Mark Imrie, CFO for the Americas division of Flight Centre Travel Group

Mark Imrie
Permission granted by Flight Centre Travel Group
 

Mark Imrie, CFO of the Americas division of Flight Centre Travel Group, said that these dynamics are driving business leaders to consolidate trips and think carefully about the ROI of travel.

“Our clients are telling us they’re certainly more in tune with and more focused on maximizing the value of their trips and squeezing as much out of their trips as possible,” he said in an interview.

As evidence of that, he pointed to the average length of business trips, which is increasing.

“Longer trips are replacing single-day trips, and the average trip is now around 2.5 days,” the report said. “There’s also been a drop in the percentage of single-day trips since 2019.”

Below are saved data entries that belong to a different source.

PR #311, opened 2017-07-20
Skills backend

robbiecarlton:


api/models/Skill.js
```diff
@@ -0,0 +1,19 @@
...
+    return this.belongsToMany(User, 'skills_users')
+  }
+
+}, {
+
+  find: function (nameOrId, opts = {}) {
+    if (!nameOrId) return Promise.resolve(null)
+
+    const where = isNaN(Number(nameOrId))
+      ? {name: nameOrId}
```
levity: this should be case-insensitive

PR #315, opened 2017-07-27
Skills autocomplete web 87

robbiecarlton:


api/graphql/filters.js
```diff
@@ -69,3 +69,13 @@ export function communityTopicFilter (userId, {
     }
   }
 }
+
+export const skillInCommunitiesFilter = curry((userId, relation) =>
```
lorenjohnson: I know it's verbose but I'd call this skillInCommunitiesOrNetworksFilter

PR #1367, opened 2024-06-23
Fix regression in core service deserialization

Jertzukka:
Introducing data into the standard out in the core service will cause deserialization problems, as the pipes are used for interprocess communication.

I don't even think you would see this message anywhere on the terminal as the core service is a forked process. If you wanted to print or log the errors when attempting to mount FUSE devices, you could do something like:

`SystemLog::WriteError("Exception. Error mounting volume: " + static_cast<string>(*options.Path));`

Which would cause it to be printed in either syslog on Linux, or to the Console logs in macOS.

### DIFF
--- a/src/Core/Unix/CoreUnix.cpp
+++ b/src/Core/Unix/CoreUnix.cpp
@@ -728,7 +728,6 @@ namespace VeraCrypt
 		}
 		catch (...)
 		{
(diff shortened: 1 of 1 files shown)


idrassi:
Thank you for catching this! This is a leftover from my debugging. I thought I had cleaned up everything but clearly I forgot this one!

PR #1371, opened 2024-07-01
MacOS: Support CommandLineTools for building

Jertzukka:
Full Xcode application which can take up-to 40GB of disk space is not necessary for building VeraCrypt, rather the CommandLineTools for XCode are sufficient which only take few gigabytes. Instead of hardcoding the SDK location, use xcrun --show-sdk-path to support also the CommandLineTools instance.

The reason for switching the logic for the XCode version is because the xcodebuild will not report a correct XCode version for the CommandLineTools, thus it can't be relied for whether to use the -Wl,-ld_classic flags. Instead, we can just check the ld version in use in the active developer directory, and see whether we are using dyld (the new) or ld64 (the old).


idrassi:
Thank you for these changes. CommandLineTools support is indeed helpful, and your new method to check for the new linker is clever!
Nice contribution as usual.

PR #1378, opened 2024-07-16
allow noattach on commandline

bernd-elk:


bernd-elk:
noattach works for me on freebsd (with my workaround to prevent the errormessage), it seems that the code is used not-only on windows.
I did not know about --filesystem=none, did not even look there only in the mount options. Will be great if it does the same. I'll close the PR.

PR #1379, opened 2024-07-19
Updated pt-br translation.

nerun:
Updated a few entries.

In a few cases, some already translated entries were edited, not because they were wrong, but to better fit the space for which they were intended.


idrassi:

PR #1382, opened 2024-08-01
Add Norwegian Bokmål translation

sandakersmann:
Add Norwegian Bokmål translation

### DIFF
--- a/Translations/Language.nb.xml
+++ b/Translations/Language.nb.xml
@@ -1,0 +1,1684 @@
+<?xml version="1.0" encoding="utf-8"?>
+<VeraCrypt>
+  <localization prog-version= "1.26.12">
+    <language langid="nb" name="Norsk Bokmål" en-name="Norwegian (Bokmål)" version="0.1.0" translators="Marius Kjærstad" />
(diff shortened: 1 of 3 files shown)


sandakersmann:
@idrassi This is translated with [https://nano-gpt.com](https://nano-gpt.com) GPT 4o. So some fixes needed, but I think it's a good start :)

idrassi:
Thank you for this contribution. This is a good use of AI. It must have taken you a lot of prompts to achieve this result.
For sure, we need a human feedback/review but it is better than not having any translation.

lollolong:
Hi @sandakersmann & @idrassi , this PR seems to break windows compilation because the resource entry for `IDR_LANG_NB` isn't properly set up.
`error C2065: 'IDR_LANG_NB' : undeclared identifier`

sandakersmann:
I will fix it.

sandakersmann:
This should fix the issue: https://github.com/veracrypt/VeraCrypt/pull/1388

idrassi:
Thank you @lollolong for spotting this.
@sandakersmann PR has been merged.

PR #1387, opened 2024-08-03
Update Language.nl.xml

RockyTDR:
Update Dutch translations


idrassi:
Thank you for the translation.

PR #1389, opened 2024-08-05
Windows: disable dropdown split button in volume expander

lollolong:
This change removes the split button in the Volume Expander because the "Mount Without Cache" option isn't available. Having a dropdown button without a dropdown menu behind it can be confusing.

image

image


idrassi:
Thank you for fixing the button visual.

PR #1394, opened 2024-08-09
Update Language.sv.xml

JonatanWick:
Update Swedish translation


idrassi:
I have one query: I started to use AI for doing quick check of submitted translations and it has two remarks about your translation:
- ERR_XTS_MASTERKEY_VULNERABLE: Adding "Vänligen" (Please) makes it more consistent with the English version and adds a polite tone.
- ERR_XTS_MASTERKEY_VULNERABLE_SHORT: "Säkerhetssårbarhet" more accurately translates "security vulnerability" than "säkerhetsrisk" (security risk).

I'm interested in knowing your feedback about these suggestions.
Thanks.

JonatanWick:
"Please" is usually not translated to "Vänligen" in Swedish but is left out but I don't know the reason behind that. I will ask around what is the reason as I am also interested to know. You are right about "Säkerhetssårbarhet", I have opened a new pr for that.

idrassi:
Thank you for the feedback and the new PR. It is interesting to see human nuances not caught by AI.

JonatanWick:
I got the answer from another translator that it is mainly because English has a much higher use of "please" than the equivalent is used in Swedish. I will continue in that style for new translations.

PR #1400, opened 2024-08-13
Update Finnish translation and few xml errors

Jertzukka:
Few updates on the Finnish translation and few errors in the translation XML's found via https://github.com/Jertzukka/VeraCrypt/blob/ci/.github/workflows/xmlvalidate.yml and https://github.com/Jertzukka/VeraCrypt/blob/ci/.github/workflows/xmlvalidate.sh. 

If it would be helpful for you, I could fine tune it and PR it for this repository to ensure that translation PR's don't have errors in the future. It currently runs all translation files through fast-xml-parser and also ensures that all translation files have all the keys that exist in the common Language.xml.


idrassi:
Thank you for the translation update and for fixing the XML issue.
Indeed, it would be helpful to add your validation scripts to VeraCrypt workflows. You contribution to this will be much appreciated.

By the way, I have sent you a message using Sourceforge contact form few weeks ago, not sure if you read it. Things I mentioned in my message are to be taken with a grain of salt as I'm not sure anymore. To good to be true...

PR #1401, opened 2024-08-15
Added some translations to Thai

sandakersmann:
Translated with ChatGPT-4o


idrassi:
Thank you for the translations. I cannot review all entries but I didn't some checks and their seem to be possible enhancements and fixes.
My method is to combine both ChatGPT-4o and Gemini 1.5 Pro Experimental (through Google AI Studio) using multi-round chats. This is time consuming but it reduces the rate of mistakes and hallucinations and it improves the quality of translations by having two AI engines discuss together until agreeing on a common translation.

On your side, I guess you used a single round with ChatGPT-4o because of the sheer volumes of entries, right?

sandakersmann:
Yes. I used ChatGPT-4o and asked for this:
`
Translate this to Thai. Keep same format and present as code: `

Imrie said the CFO Travel Guide report is an outgrowth of a series of events and webinars the company has held over the last couple of years. Its aim, he said, is to help finance leaders get a better understanding of the ROI of travel.

“We want to make sure we’re measuring outcomes and not just costs,” Imrie said. That could involve linking a successful sales bid or increased sales retention rates to a given trip, “the same way we would allocate budget to the sales and marketing function,” he said.

Still, in an era where business can be conducted virtually across the globe, it may become harder to convince finance leaders to pony up for work travel. In a recent survey conducted by SAP, as many as 43% of CFOs said that more than half of their company’s travel could be replaced by virtual meetings, even as 94% of business travelers surveyed said that corporate trips are “helpful, if not essential, to their roles.”

Imrie conceded that such findings show a “massive disconnect between the perceived value of travel by CFOs versus the people actually doing the travel.” But he maintained that many businesses have simply trimmed what they deemed to be nonessential, low-value or low-ROI trips. The default for most meetings might be virtual, but business-critical trips, such as big sales pitches, are still taking place in person, he said.

“You can cut a $3,000-trip, but if it costs you a large, half-million-dollar account, that’s a big sacrifice,” Imrie said.